Enseguida sobreviene la tentación de culpar a los medios de comunicación. La tentación de la censura es una forma infantil de actuar: creer que cerrar los ojos equivale a hacer que lo que no vemos no existe. Habría que preguntarse si no sería mejor responsabilizarnos por no hacer que nadie tenga buenas cosas para decir a la hora de las noticias.

Por supuesto siempre se puede decir que apelar al morbo ayuda vender. Pero poner el acento en los vendedores de tragedias no debe hacer olvidar que no sólo hay vendedores, sino también compradores y  tragedias ocasionadas por gente, sea con más o menos premeditación.

Y podría hablarse también de la violencia en las películas (en tanto que violencia de la narrativa visual socialmente aceptada), reflejo de la violencia cotidiana con la que los humanos nos relacionamos entre nosotros y con el entorno. Eso sin contar la violencia más solapada de las diversas maneras que asume el racismo, el sexismo, el chauvinismo, el fundamentalismo de todo tipo.

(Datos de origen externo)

PR #2197, opened 2018-02-28
feat(typeahead): accessibility, options summary status message

### LINKED ISSUE #1945: Typeahead: suggested options not conveyed to screen readers
### Bug description:
Accessibility issue
As raised during an accessibility audit, when using an autocomplete feature, the list of suggested options should be conveyed to screen readers users.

Estamos llenos de alambradas que nos impiden, a nosotros y a los otros, el reconocimiento de todos los derechos y de todas las potencialidades que en conjunto podríamos desarrollar.

No es ajeno a ese recuento de malas nuevas los padres que admiten con resignación que nada pueden hacer con sus hijos que se vuelven más rebeldes y agresivos. Es cierto que hoy día la socialización no está en manos exclusivas de la familia, pero también es cierto que una semilla no prende si no hay terreno fértil.

Cada día crecen las vías de escape al mundo: las drogas (duras, blandas, legales, ilegales, reales o virtuales), el aislamiento y la incomunicación que se viven cotidianamente. La soledad como signo de los tiempos modernos. Pero no la soledad del que busca, sino una suerte de autismo ilustrado que nos hace insensibles a los otros y muchos menos capaces de reflexionar nuestras prácticas y nuestras ideas.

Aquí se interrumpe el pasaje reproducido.